CySEC fines owner of Ayers Alliance Financial Group

The Cyprus Securities and Exchange Commission (CySEC) announced that it has fined Tung San Tat Clement, owner of Ayers Alliance Financial Group Ltd, for failing to provide timely, complete and accurate information as part of an investigation into its activities.

The CySEC Board made the decision at a meeting in August, after it said Tung San Tat Clement “did not comply with the obligation to provide timely, complete and accurate information to a request for collection of information addressed to him around May 2023 in the context of an investigation conducted by CySEC for Ayers Alliance Financial Group Ltd within the stipulated period”.

And so, it added, it decided to impose:

a) an administrative fine of €10,000 and

(b) a daily administrative fine of €850 for each day of continued refusal to comply with said request, with immediate effect.

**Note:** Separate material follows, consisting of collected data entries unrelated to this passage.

PR #1055, opened 2026-09-21
feat(timestamp): add `TimestampBuilder::localize_to_offset`

popematt:
**Issue #, if available:**

None

**Description of changes:**

* Provides a public way to construct a `Timestamp` from fields given in UTC plus an offset—the natural shape of an Ion binary timestamp. This handles shifting the fields into local time on `build()` and replaces the `pub(crate)` `build_utc_fields_at_offset`.
* Adds a `SupportsOffset` marker trait so that it's clean if we decide to make `TimestampBuilder` public.

This is a useful/important change for users that might want to handle their own parsing of `Timestamp`s (e.g. domain types with built-in deserializers, alternative Ion reader implementations).


src/types/timestamp.rs
```diff
@@ -1093,18 +1115,52 @@ impl TimestampBuilder<HasDay> {
...
+/// finer. It bounds the single blanket impl below that provides [`TimestampBuilder::with_offset`]
+/// and [`TimestampBuilder::localize_to_offset`], so those two setters are defined once rather than
+/// duplicated across each state's `impl` block.
+///
+/// The trait is declared `pub` (required: it bounds `pub` methods) but lives in the private `types`
+/// module and is not re-exported, so it is effectively sealed — no type outside the crate can name
+/// it, let alone implement it, and the set of offset-bearing states cannot be extended downstream.
+/// (If the builder is ever exported as nameable public API, add a private supertrait to keep that
+/// sealing explicit once the module no longer hides it.)
+pub trait SupportsOffset {}
```
piyushk-amzn: Consider sealing this trait rather than relying on module being private.

piyushk-amzn (approved):
Looks good. One minor comment.

src/types/timestamp.rs
popematt: It is effectively as-good-as-sealed right now, and we have a public API check in CI, so it won't get exposed by accident.

PR #1767, opened 2020-07-11
Add format_to_n overload that accepts FMT_COMPILE

Kurkin:
Resolves #1764 

I agree that my contributions are licensed under the {fmt} license, and agree to future changes to the licensing.

PR #1869, opened 2020-09-14
Add format_to_n overload that accepts FMT_COMPILE (from #1767)

alexezeder:
Extends https://github.com/fmtlib/fmt/pull/1767 by adding requested test.


vitaut:
Thank you!

Issue #1813, opened 2020-08-12
FMT_COMPILE does not support char8_t


Othereum:
The following code snippet isn't compiled:

```cpp
fmt::format(FMT_COMPILE(u8"{}.json"), u8"filename");
```

It gives compile error:

```
error C2440: 'return': cannot convert from 'std::string' to 'std::basic_string<char8_t,std::char_traits<char8_t>,std::allocator<char8_t>>'
message : No user-defined-conversion operator available that can perform this conversion, or the operator cannot be called
message : see reference to function template instantiation 'std::basic_string<char8_t,std::char_traits<char8_t>,std::allocator<char8_t>> fmt::v7::format<main::<lambda_1>::()::FMT_COMPILE_STRING,const char8_t(&)[9],0>(const S &,const char8_t (&)[9])' being compiled
    with
    [
        S=main::<lambda_1>::()::FMT_COMPILE_STRING
    ]
```

I use char8_t string throughout my project. If FMT_COMPILE supports char8_t, it would be great. Thank you.

vitaut:
Added support for exotic character types including `char8_t` in https://github.com/fmtlib/fmt/commit/1d696dc280e9d2f7bf89be6819a558eacac754fe.

PR #1871, opened 2020-09-15
Fix char8_t with FMT_COMPILE()

alexezeder:
Resolves https://github.com/fmtlib/fmt/issues/1813

Signature of to_string was changed a bit.

### DIFF
--- a/include/fmt/compile.h
+++ b/include/fmt/compile.h
@@ -639,7 +639,7 @@ FMT_INLINE std::basic_string<typename S::char_type> format(const S&,
                                                            Args&&... args) {
   constexpr basic_string_view<typename S::char_type> str = S();
   if (str.size() == 2 && str[0] == '{' && str[1] == '}')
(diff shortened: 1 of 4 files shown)


vitaut:
Thanks for the PR. `to_string` shouldn't be parameterized on character type so I implemented a simpler fix that avoids it altogether in https://github.com/fmtlib/fmt/commit/1d696dc280e9d2f7bf89be6819a558eacac754fe.

alexezeder:
> `to_string` shouldn't be parameterized on character type

BTW, is there any reason to have separate `to_wstring`, but not templated `to_string`?

vitaut:
> is there any reason to have separate to_wstring, but not templated to_string?

It's basically a replacement for `std::to_[w]string`.

alexezeder:
> It's basically a replacement for `std::to_[w]string`.

wow, lucky me, I didn't know `std` has that...

PR #1877, opened 2020-09-17
add forgotten template argument to make_format_args which made some u…

rimathia:
…ses of FMT_COMPILE not work anymore after 54daa0864afb57e9d1, add more elaborate test cases to compile-test as regression tests


vitaut:
Thanks!

PR #1878, opened 2020-09-17
Improve FMT_ALWAYS_INLINE

jk-jeon:
1. `FMT_ALWAYS_INLINE` should imply `inline`; otherwise, there might be  linkage problems
2. Add specialization for MSVC (`__forceinline`)


vitaut:
Thank you!

PR #1879, opened 2020-09-18
Disable fallthrough attributes for the Intel compilers on Linux and MacOS

akohlmey:
On MacOS and Linux the Intel compilers may be identified as the host compilers (Clang or GNU) but do not support the corresponding compiler specific fallthrough attributes. This pull request adds conditions to the preprocessor tests to skip using those in those cases.

### DIFF
--- a/include/fmt/format.h
+++ b/include/fmt/format.h
@@ -70,9 +70,9 @@
 #endif
 
 #if __cplusplus == 201103L || __cplusplus == 201402L
-#  if defined(__clang__)
+#  if defined(__clang__) && !defined(__INTEL_COMPILER)
 #    define FMT_FALLTHROUGH [[clang::fallthrough]]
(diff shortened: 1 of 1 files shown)


include/fmt/format.h
```diff
@@ -70,9 +70,9 @@
 #endif
 
 #if __cplusplus == 201103L || __cplusplus == 201402L
-#  if defined(__clang__)
+#  if defined(__clang__) && !defined(__INTEL_COMPILER)
```
vitaut, line 73: I suggest moving the Intel compiler check in a branch of its own, something like

```c++
#  ifdef __INTEL_COMPILER
#    define FMT_FALLTHROUGH
#  elif ...
```
to avoid repetition.

akohlmey: how about something like this? looks like PGI falls into the same category.

vitaut: LGTM

Issue #1426, opened 2019-11-27
Optimize floating-point formatting


vitaut:
{fmt} is now ~10% faster than double-conversion and 15x faster than libc++ `std::ostringstream` on floating-point formatting according to the dtoa-benchmark but there is still a lot of room for improvement.

<img width="248" alt="Screen Shot 2019-11-27 at 7 53 15 AM" src="https://user-images.githubusercontent.com/576385/69738490-0d04d180-10eb-11ea-9683-18f11f597375.png">

#1097 gives some optimization ideas.

erthink:
Related to https://github.com/fmtlib/fmt/issues/1559 (There is a three times faster double-to-string implementation).

SanderBouwhuis:
Has this materialized? I use a LOT of those conversions, so this would be good news.
Having said that, I'm currently using MSVC printf, so presumably converting to fmt would give me a speed boost(?)

vitaut:
No but {fmt}'s floating-point formatter is already quite fast (see e.g. the benchmark results in https://github.com/fmtlib/fmt/releases/tag/6.1.0) so if you switch from `printf` you should see perf improvement.

SanderBouwhuis:
Thanks.
Should I use v6.1.0 which is 'somewhat' old, or can I use the nightlies?
I.e., are the nightlies safe, or are there regressions or known bugs?

vitaut:
> Should I use v6.1.0 which is 'somewhat' old, or can I use the nightlies?
> I.e., are the nightlies safe, or are there regressions or known bugs?

I recommend using 6.1.2 or master which includes the same optimization as 6.1.0 + some fixes.

> Is fmt still fast if I supply a wchar_t buffer that fmt should use?

Yes.

SanderBouwhuis:
@Vitaut, maybe fmt could use the new charconv in STL? They use Ryu which is (according to Stephan T. Lavavej, the implementer) 2x to 3x as fast as doubleconv (which you seem to be more or less on par with).
This would make the implementation quite clean, albeit a bit slower than Erthink's optimization.

data-man:
Some related projects:
[Grisu-Exact](https://github.com/jk-jeon/Grisu-Exact)
[C++ Ryu version](https://github.com/expnkx/fast_io/tree/master/include/fast_io_freestanding_impl/ryu) in [fast_io](https://github.com/expnkx/fast_io) library.

vitaut:
[...]

PR #1880, opened 2020-09-18
Fix msvc version of clz & clzll

jk-jeon:
See https://github.com/fmtlib/fmt/issues/1426#issuecomment-694920646


vitaut:
Thank you!

PR #1888, opened 2020-09-20
qkw: generalizing aliasing | using fmt library and it's features

ravijanjam:
I make extensive use of this library for building qkw targeting linux users. Please add this to your list.
https://github.com/ravijanjam/qkw


vitaut:
Merged, thanks.

PR #1882, opened 2020-09-18
Implement Dragonbox

jk-jeon:
From https://github.com/fmtlib/fmt/issues/1426#issuecomment-692282618.

(Sorry for the repetition, I realized a bug so have closed the previous one and now I'm opening this.)

All tests in the repo (except for os-test and format-test, which I believe are not related to this PR) passed, but there might be bugs. I'm not sure which branch I should choose for this kind of large PR, so I just have chose the master branch.

Performance is as measured as before.
(clang-cl)
milo1
milo2

(msvc)
milo1_msvc
milo2_msvc

Currently, I didn't touch `write` function, but I think it would be wiser to do that for the following reasons. First, as now `format_float` follows completely different paths for the shortest formatting and the fixed-precision formatting, I think there is little reason to unify them into one function. Second, it seems that currently the template argument `T` for `format_float` is always chosen to be `double`, but this introduces a needless branch inside `format_float`. Hence, I think it would be wiser to thus make separate functions for three different cases: the shortest formatting for `float`, the shortest formatting for `double` (and possibly `long double` when it is no different from `double`), and the fixed formatting.

I agree that my contributions are licensed under the {fmt} license, and agree to future changes to the licensing.

PR #1894, opened 2020-09-22
Fix an assertion error in Dragonbox

jk-jeon:
Fixes the issue https://github.com/fmtlib/fmt/pull/1882#issuecomment-696823912.
Sorry, it was indeed a very stupid mistake.


vitaut:
Thanks for the quick fix!

PR #1897, opened 2020-09-23
visual studio 2019 gives error C2049 

rglarix:
visual studio 2019 gives error C2049 ('fmt::v7': non-inline namespace cannot be reopened as inline) when compiling fmt with /clr)


vitaut:
Thanks

rglarix:
thanks to you for wonderful fmt!

Chronial:
Thanks for the fix, this has been bugging us for quite a while now. 🥳

PR #1898, opened 2020-09-24
Update format.h

moiwi:
Avoid MSVC 2019 warnings C4251: 'struct 'fmt::v7::detail::divtest_table_entry<uint32_t>' needs to have dll-interface to be used by clients of struct 'fmt::v7::detail::basic_data'


vitaut:
Thank you

PR #1908, opened 2020-10-01
Fix warning C4018: '<=': signed/unsigned mismatch

heckad:

```
fmt\include\fmt/format-inl.h(1797): warning C4018: '<=': signed/unsigned mismatch
```

### DIFF
--- a/include/fmt/format-inl.h
+++ b/include/fmt/format-inl.h
@@ -1790,8 +1790,8 @@ bool check_divisibility_and_divide_by_pow5(uint32_t& n) FMT_NOEXCEPT {
 template <int N> uint32_t small_division_by_pow10(uint32_t n) FMT_NOEXCEPT {
   static constexpr struct {
     uint32_t magic_number;
-    int shift_amount;
-    int divisor_times_10;
+    uint32_t shift_amount;
+    uint32_t divisor_times_10;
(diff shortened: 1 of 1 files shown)


include/fmt/format-inl.h
```diff
@@ -1790,8 +1790,8 @@ bool check_divisibility_and_divide_by_pow5(uint32_t& n) FMT_NOEXCEPT {
 template <int N> uint32_t small_division_by_pow10(uint32_t n) FMT_NOEXCEPT {
   static constexpr struct {
     uint32_t magic_number;
-    int shift_amount;
-    int divisor_times_10;
+    uint32_t shift_amount;
```
vitaut, line 1793: Is this necessary? The warning only refers to `divisor_times_10`.

vitaut (commented):
Thanks for the PR.

include/fmt/format-inl.h
heckad: Can `shift_amount` be less then 0?

vitaut: No but if this doesn't cause a warning, please keep it as is.

heckad: Are there any guarantees that it won't give out in the future?

PR #282, opened 2019-09-24
Optionally use prepare for pantheon to skip force add during build:env:create and build:env:push

NickDickinsonWilde:
There are lots times that using `git add --force` is problematic. Using the prepare-for-pantheon architecture that has already been used in other projects is quite helpful. This implementing it as an option for env:create/env:push


greg-1-anderson:
Is this perhaps a duplicate of #202?

src/Commands/BuildToolsBase.php
```diff
@@ -813,7 +814,13 @@ public function pushCodeToPantheon(
         // any unwanted files prior to the build step (e.g. after a clean
         // checkout in a CI environment.)
         $this->passthru("git -C $repositoryDir checkout -B $branch");
-        $this->passthru("git -C $repositoryDir add --force -A .");
+        if ($prepareForPantheon) {
+          $this->passthru('composer prepare-for-pantheon');
```
ataylorme: This assumes that Composer has a `prepare-for-pantheon` script available

NickWilde1990:
yes @ataylorme that is the case. Since it is a non-default behaviour (and is noted that it runs that specific command in the option documention in `env:push` and `env:create`) is that okay or does it need some sort of error prevention/checking?

ataylorme:
@NickWilde1990 I don't think it would hurt to add error prevention. You can [reuse this logic from `build:project:create`](https://github.com/pantheon-systems/terminus-build-tools-plugin/blob/master/src/Commands/ProjectCreateCommand.php#L365:L370) that checks for `composer build-assets` before running it.

src/Commands/BuildToolsBase.php
```diff
@@ -815,7 +815,11 @@ public function pushCodeToPantheon(
         // checkout in a CI environment.)
         $this->passthru("git -C $repositoryDir checkout -B $branch");
         if ($prepareForPantheon) {
-          $this->passthru('composer prepare-for-pantheon');
+          $this->log()->notice('Determine whether prepare-for-pantheon exists for {site}', ['site' => $site]);
+          exec("composer help build-assets", $outputLines, $status);
```
ataylorme: This should be `composer help prepare-for-pantheon`, not `composer help build-assets`

src/Commands/BuildToolsBase.php
```diff
@@ -815,7 +815,11 @@ public function pushCodeToPantheon(
         // checkout in a CI environment.)
         $this->passthru("git -C $repositoryDir checkout -B $branch");
         if ($prepareForPantheon) {
-          $this->passthru('composer prepare-for-pantheon');
+          $this->log()->notice('Determine whether prepare-for-pantheon exists for {site}', ['site' => $site]);
```
ataylorme: I don't think we need to log a notice at this point. Perhaps we can log a notice and fail or fall back to the current behavior if `preapre-for-pantheon` does not exist?

src/Commands/BuildToolsBase.php
NickWilde1990: Doh! thanks for catching that.

src/Commands/BuildToolsBase.php
NickWilde1990: pushed new changes

greg-1-anderson:
@NickWilde1990 Could you please be more specific about why you do not want to `force` during `git add`?  Are there files being produced by your build that you do not want committed to your repository?  Could you give an example?

NickWilde1990:
@greg-1-anderson Sure thing.
I'm doing some pattern lab stuff. So I have about 5-10k npm downloaded files, tempory files from the pattern lab build, as well as some sketchy gitignores that basically remove all the test files/folders from Drupal Core as well as vendor dependencies.
I could delete files in my CI process instead, but seemed easier to just use the gitignores.

PR #292, opened 2019-10-08
Support private Composer repos with `TERMINUS_BUILD_TOOLS_COMPOSER_AUTH` env variable

### LINKED ISSUE #275: Support for private packages

danielbachhuber:
Originally #277 
Fixes #275

Introduces a new `TERMINUS_BUILD_TOOLS_COMPOSER_AUTH` environment variable that will be passed through to `terminus build:project:create`. Alternatively, the value can be set in `~/.terminus/config.yml` with:

```yml
build-tools:
  composer-auth: '{ "http-basic": { "privatepackage.com": { "username": "daniel@handbuilt.co", "password": "abc123" } } }'
```


aaronbauman:
Not sure if it's a regression or this has never worked, but the env-based COMPOSER_AUTH option is not working for me on Bitbucket Pipelines.

I've set all the following environment variables, and none of them end up in my pipelines variables:
- `COMPOSER_AUTH` 
- `BUILD_TOOLS_COMPOSER_AUTH`
- `TERMINUS_BUILD_TOOLS_COMPOSER_AUTH`

PR #293, opened 2019-10-14
Add documentation for build:project:create options

aaronbauman:
Adds documentation for all options in `build:project:create` command.

### DIFF
--- a/src/Commands/ProjectCreateCommand.php
+++ b/src/Commands/ProjectCreateCommand.php
@@ -190,11 +190,22 @@ class ProjectCreateCommand extends BuildToolsBase
      * @param string $target Simple name of project to create.
      * @option org Organization for the new project (defaults to authenticated user)
      * @option team Pantheon team
+     * @option label The friendly name to use for the Pantheon site (defaults to the name of the Git site).
      * @option pantheon-site Name of Pantheon site to create (defaults to 'target' argument)
      * @option email email address to place in ssh-key
+     * @option test-site-name The name to use when installing the test site.
+     * @option admin-email The email address to use for the admin.
+     * @option admin-password The password to use for the admin when installing the test site.
      * @option stability Minimum allowed stability for template project.
+     * @option git Specify a git provider. Options are github (default), gitlab, and bitbucket.
+     * @option ci Specify a CI provider. Options are circleci, gitlab-pipelines, and bitbucket-pipelines. If not provided, CI will be assigned based on git provider choice.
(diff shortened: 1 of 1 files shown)


src/Commands/ProjectCreateCommand.php
```diff
@@ -190,11 +190,22 @@ public function validateCreateProject(CommandData $commandData)
      * @param string $target Simple name of project to create.
      * @option org Organization for the new project (defaults to authenticated user)
      * @option team Pantheon team
+     * @option label The friendly name to use for the Pantheon site (defaults to the name of the Git site).
      * @option pantheon-site Name of Pantheon site to create (defaults to 'target' argument)
      * @option email email address to place in ssh-key
+     * @option test-site-name The name to use when installing the test site.
+     * @option admin-email The email address to use for the admin.
+     * @option admin-password The password to use for the admin when installing the test site.
```
ataylorme: @aaronbauman a small nitpick here. Please add CMS so folks know this is the Drupal/WordPress admin password (I've seen people get confused and think these options are associated with their Pantheon account)

src/Commands/ProjectCreateCommand.php
```diff
@@ -190,11 +190,22 @@ public function validateCreateProject(CommandData $commandData)
...
      * @option stability Minimum allowed stability for template project.
+     * @option git Specify a git provider. Options are github (default), gitlab, and bitbucket.
+     * @option ci Specify a CI provider. Options are circleci, gitlab-pipelines, and bitbucket-pipelines. If not provided, CI will be assigned based on git provider choice.
      * @option visibility The desired visibility of the provider repository. Options are public, internal, and private.
      * @option use-ssh Use SSH instead of HTTPS to create the provider repository.
+     * @option region Specify a data residency region. Options are US (United States, default), AU (Australia), CA (Canada), and EU (European Union).
```
ataylorme: Rather than list the regions here please link to https://pantheon.io/docs/regions#available-regions

The doc will always be up-to-date so we don't have to worry about making a PR here when regions change in the future

ataylorme:
@aaronbauman thank you for the PR! I suggested a few small tweaks

src/Commands/ProjectCreateCommand.php
aaronbauman: Added "CMS"

src/Commands/ProjectCreateCommand.php
aaronbauman: Replaced list of options with URL to pantheon docs.

PR #299, opened 2019-10-22
Allow source_branch and sha for GitLab branch name in branchesForPullRequests output

### LINKED ISSUE #298: GitLab branchesForPullRequests returns SHA, not branch
[`branchesForPullRequests` in `GitLabProvider.php` line `198`](https://github.com/pantheon-systems/terminus-build-tools-plugin/blob/7791475ecfa24aca55b434d174c2901385d916a7/src/ServiceProviders/RepositoryProviders/GitLab/GitLabProvider.php#L198) has `$branch_name = $item['sha'];`, which returns the merge request SHA.

`source_branch` should probably be used instead. See https://docs.gitlab.com/ee/api/merge_requests.html#list-merge-requests

ataylorme:
Closes #298.

### DIFF
--- a/src/ServiceProviders/RepositoryProviders/Bitbucket/BitbucketProvider.php
+++ b/src/ServiceProviders/RepositoryProviders/Bitbucket/BitbucketProvider.php
@@ -131,7 +131,7 @@ class BitbucketProvider extends BaseGitProvider implements GitProvider, LoggerAw
     /**
      * @inheritdoc
      */
-    public function branchesForPullRequests($target_project, $state, $callback = null)
+    public function branchesForPullRequests($target_project, $state, $callback = null, $return_key = null)
     {
         $stateParameters = [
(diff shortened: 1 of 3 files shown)


ataylorme:
@rvtraveller no rush on this. It isn't blocking the `terminus-clu-plugin` since that has to implement its own `branchesForPullRequests` methods.

I updated things to accept a `$return_key` parameter, which defaults to `sha`. There is also a new private `filterBranchList` for GitLab that returns either the merge request branch `sha`, branch name or all branch data, based on that param.

This should be backward compatible and allow for more flexibility in the future.

However, if we abstract the providers out of Build Tools and into their own packages that Build Tools, `terminus-clu-plugin`, and others can consume in the future for a `3.0` it will be an issue.

ataylorme:
@danielbachhuber if you have time to do a code review on this before our meeting Friday that would be excellent.

PR #316, opened 2019-12-22
Project convert command

rvtraveller:
Initial implementation of a command to convert a project to the Git PR workflow. This command makes its best efforts to:

- Accept a source repository either in Pantheon or in a supported Git Provider
- Composerize the site
- Setup CI workflow in the user's chosen Git Provider (either what they used to start or what they specify via CLI if they are starting with a Pantheon site)
- Push back to the Git repository and let CI deploy it to Pantheon

I say best effort because there are plenty of different variations that could be input here and I'm sure there are plenty I haven't accounted for. I've assumed the most common use case is someone who started a Drupal site on Pantheon and now needs to switch off because they are trying to use Composer.


rvtraveller:
Through manual testing, this has an issue with some WP sites. There is a plan in place to address...I just need to execute on it based on the Version Tool work that is pending. I'm going to mark this as a WIP for now.

PR #325, opened 2020-02-19
Added support for changing the admin username

taeo920:
We tend to avoid using "admin" as a username so I've added support for providing a custom admin username via the build:project:create option with the key "admin-username".

I also cleaned up the getters and setters as the parameters were named incorrectly.

### DIFF
--- a/src/ServiceProviders/SiteProviders/PantheonProvider.php
+++ b/src/ServiceProviders/SiteProviders/PantheonProvider.php
@@ -98,7 +98,7 @@ class PantheonProvider implements SiteProvider, CredentialClientInterface, Publi
         $adminEmailRequest = (new CredentialRequest('ADMIN_EMAIL'))
             ->setRequired(false);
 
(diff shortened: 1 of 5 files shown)


src/ServiceProviders/SiteProviders/PantheonProvider.php
```diff
@@ -98,6 +98,9 @@ public function credentialRequests()
         $adminEmailRequest = (new CredentialRequest('ADMIN_EMAIL'))
             ->setRequired(false);
 
+        $adminEmailRequest = (new CredentialRequest('ADMIN_USERNAME'))
```
rvtraveller: Copy/paste issue? I'm assuming this should be `$adminUsernameRequest`

taeo920: Whoops yes this was a copy/paste error. I've corrected the issue and performed some manual test to ensure it didn't introduce any issues both with the username specified and without.

greg-1-anderson:
Thanks for the enhancement.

Ayers Alliance’s (previously known as Harborx Ltd) first regulatory problems began in April 2022, when CySEC announced that the company had violated the Cypriot investment law. Back then, the regulator ordered the company to cease the practice of using personnel without the skills, knowledge and expertise required for the performance of the responsibilities of the head of the Risk Management Department.

And in April this year, CySEC ordered the company to cease, within six months, the conduct of cooperating, for the deposit of its clients’ financial instruments: with third parties who are not established in a jurisdiction where the safekeeping of financial instruments for the account of another person is subject to specific regulation and supervision; and in countries of establishment where specific regulation and supervision applies, with third parties which are not subject to the specific regulation and supervision.

Ayers Alliance has been licensed by CySEC since 2014. Recently, the company announced that, due to circumstances beyond its "immediate control," it felt compelled to cease providing its investment services and voluntarily wished to relinquish its Cypriot Investment Firm (CIF) licence. As part of its licensed services, Ayers offered asset management, structured products, and units in collective investments.

This prompted CySEC to initiate the investigation, which resulted in the fines that were announced in late September.